**Records for the task**
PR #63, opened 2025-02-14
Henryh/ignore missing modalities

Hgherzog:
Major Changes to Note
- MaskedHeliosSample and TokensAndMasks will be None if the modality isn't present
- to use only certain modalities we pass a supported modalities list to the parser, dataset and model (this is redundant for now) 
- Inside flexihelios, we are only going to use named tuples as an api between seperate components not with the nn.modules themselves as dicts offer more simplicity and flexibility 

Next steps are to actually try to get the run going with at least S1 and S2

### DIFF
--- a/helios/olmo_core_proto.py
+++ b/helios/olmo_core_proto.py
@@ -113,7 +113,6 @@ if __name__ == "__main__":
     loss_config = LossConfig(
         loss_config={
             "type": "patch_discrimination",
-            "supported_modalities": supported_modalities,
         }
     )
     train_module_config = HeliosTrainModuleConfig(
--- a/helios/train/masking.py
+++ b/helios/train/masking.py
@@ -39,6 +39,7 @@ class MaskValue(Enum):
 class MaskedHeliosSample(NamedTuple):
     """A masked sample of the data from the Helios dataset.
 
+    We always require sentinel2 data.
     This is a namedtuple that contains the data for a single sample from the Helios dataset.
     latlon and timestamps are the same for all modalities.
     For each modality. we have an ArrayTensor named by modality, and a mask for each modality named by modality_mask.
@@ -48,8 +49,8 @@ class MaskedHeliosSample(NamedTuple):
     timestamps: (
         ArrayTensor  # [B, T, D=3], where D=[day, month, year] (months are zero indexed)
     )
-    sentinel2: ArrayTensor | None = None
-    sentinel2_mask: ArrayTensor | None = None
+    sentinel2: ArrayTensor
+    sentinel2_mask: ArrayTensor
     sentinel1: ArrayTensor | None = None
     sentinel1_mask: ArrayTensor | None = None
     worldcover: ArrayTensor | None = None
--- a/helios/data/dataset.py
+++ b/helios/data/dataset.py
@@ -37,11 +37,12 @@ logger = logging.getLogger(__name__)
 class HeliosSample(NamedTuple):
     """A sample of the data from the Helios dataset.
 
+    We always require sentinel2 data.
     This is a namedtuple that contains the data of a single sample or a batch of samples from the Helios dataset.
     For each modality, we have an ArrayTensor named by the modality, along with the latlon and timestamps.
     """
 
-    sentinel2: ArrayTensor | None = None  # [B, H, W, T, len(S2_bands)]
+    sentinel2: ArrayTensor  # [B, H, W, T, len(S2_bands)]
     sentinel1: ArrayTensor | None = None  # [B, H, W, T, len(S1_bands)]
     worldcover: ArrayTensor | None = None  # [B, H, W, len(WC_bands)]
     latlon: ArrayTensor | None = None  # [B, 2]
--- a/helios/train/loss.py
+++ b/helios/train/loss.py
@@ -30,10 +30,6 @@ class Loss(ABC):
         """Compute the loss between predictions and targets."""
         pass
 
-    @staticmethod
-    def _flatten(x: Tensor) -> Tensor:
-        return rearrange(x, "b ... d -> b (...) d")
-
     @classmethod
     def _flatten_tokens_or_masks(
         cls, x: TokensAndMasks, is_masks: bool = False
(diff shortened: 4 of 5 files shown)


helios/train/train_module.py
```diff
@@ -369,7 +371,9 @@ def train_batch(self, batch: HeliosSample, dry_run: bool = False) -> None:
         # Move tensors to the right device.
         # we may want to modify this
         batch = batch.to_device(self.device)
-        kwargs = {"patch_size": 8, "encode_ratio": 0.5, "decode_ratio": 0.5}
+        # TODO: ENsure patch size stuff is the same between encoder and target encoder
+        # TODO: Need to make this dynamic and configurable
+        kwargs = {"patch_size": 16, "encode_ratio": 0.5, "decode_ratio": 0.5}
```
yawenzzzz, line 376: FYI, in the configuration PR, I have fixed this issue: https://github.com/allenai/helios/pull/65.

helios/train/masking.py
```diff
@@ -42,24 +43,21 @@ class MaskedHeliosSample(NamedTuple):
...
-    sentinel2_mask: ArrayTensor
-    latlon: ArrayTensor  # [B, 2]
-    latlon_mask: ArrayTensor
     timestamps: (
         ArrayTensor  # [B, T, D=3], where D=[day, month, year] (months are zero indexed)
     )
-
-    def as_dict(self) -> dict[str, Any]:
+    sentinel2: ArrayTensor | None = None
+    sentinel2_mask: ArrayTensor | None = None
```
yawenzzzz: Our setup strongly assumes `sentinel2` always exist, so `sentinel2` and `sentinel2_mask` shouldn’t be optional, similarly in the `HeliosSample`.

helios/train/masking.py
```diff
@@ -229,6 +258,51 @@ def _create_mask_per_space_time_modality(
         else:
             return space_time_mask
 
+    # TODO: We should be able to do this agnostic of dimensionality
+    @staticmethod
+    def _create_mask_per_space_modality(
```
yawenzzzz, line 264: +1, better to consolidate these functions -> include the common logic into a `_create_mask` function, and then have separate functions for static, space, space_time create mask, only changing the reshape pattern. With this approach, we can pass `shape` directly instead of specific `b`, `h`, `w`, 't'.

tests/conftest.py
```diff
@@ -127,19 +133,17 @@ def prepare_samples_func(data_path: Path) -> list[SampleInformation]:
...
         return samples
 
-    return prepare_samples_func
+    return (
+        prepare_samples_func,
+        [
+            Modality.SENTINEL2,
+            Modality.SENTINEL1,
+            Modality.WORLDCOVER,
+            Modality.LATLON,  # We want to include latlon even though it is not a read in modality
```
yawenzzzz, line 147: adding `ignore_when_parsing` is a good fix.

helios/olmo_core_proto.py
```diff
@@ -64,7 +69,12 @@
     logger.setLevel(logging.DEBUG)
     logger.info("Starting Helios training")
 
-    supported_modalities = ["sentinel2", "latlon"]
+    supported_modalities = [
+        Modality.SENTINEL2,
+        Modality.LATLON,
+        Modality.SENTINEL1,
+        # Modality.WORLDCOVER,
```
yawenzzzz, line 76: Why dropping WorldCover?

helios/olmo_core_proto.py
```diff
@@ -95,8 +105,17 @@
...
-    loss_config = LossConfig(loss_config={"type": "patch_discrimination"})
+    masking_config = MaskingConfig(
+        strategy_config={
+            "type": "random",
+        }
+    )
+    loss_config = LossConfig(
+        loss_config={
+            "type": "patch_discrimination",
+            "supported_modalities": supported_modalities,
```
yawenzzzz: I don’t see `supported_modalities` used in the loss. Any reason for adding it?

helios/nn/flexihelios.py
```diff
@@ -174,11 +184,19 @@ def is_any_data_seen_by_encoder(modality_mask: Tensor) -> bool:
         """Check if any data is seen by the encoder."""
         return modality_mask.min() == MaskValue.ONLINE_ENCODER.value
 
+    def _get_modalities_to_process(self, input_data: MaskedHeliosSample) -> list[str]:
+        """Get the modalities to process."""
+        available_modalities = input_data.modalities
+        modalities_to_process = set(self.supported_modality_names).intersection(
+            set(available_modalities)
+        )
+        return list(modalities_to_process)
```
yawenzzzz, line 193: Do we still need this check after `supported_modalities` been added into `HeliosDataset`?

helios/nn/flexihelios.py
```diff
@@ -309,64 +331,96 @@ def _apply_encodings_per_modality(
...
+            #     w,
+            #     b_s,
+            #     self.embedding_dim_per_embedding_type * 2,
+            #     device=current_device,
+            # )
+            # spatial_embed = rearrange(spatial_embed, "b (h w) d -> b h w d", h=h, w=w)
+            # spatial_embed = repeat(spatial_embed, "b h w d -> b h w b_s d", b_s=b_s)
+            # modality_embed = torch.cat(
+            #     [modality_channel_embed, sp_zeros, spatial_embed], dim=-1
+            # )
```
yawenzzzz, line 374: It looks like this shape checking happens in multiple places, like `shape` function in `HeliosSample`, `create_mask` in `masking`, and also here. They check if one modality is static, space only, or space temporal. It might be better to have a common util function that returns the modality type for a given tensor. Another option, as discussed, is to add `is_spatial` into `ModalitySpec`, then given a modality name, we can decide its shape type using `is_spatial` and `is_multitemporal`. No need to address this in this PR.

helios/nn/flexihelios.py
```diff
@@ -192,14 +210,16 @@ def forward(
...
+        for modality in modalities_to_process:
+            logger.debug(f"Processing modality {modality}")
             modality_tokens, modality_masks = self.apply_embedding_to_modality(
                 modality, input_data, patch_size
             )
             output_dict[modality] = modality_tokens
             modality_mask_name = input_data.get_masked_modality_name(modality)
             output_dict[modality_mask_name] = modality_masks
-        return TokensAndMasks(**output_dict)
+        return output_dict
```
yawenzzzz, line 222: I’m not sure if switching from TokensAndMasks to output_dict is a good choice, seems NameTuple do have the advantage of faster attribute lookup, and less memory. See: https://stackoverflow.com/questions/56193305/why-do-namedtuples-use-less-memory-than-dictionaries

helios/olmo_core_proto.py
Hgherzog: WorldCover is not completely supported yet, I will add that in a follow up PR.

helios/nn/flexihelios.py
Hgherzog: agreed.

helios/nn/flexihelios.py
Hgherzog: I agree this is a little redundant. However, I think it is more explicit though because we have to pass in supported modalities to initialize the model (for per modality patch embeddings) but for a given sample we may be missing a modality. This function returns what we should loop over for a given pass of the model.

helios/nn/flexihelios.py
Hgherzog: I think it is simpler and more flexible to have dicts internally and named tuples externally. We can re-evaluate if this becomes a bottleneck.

**Task instructions**
Copy out each line of the records where the word "timestamps" appears.

**Answer to the exercise**
     latlon and timestamps are the same for all modalities.
     timestamps: (
     For each modality, we have an ArrayTensor named by the modality, along with the latlon and timestamps.
     timestamps: (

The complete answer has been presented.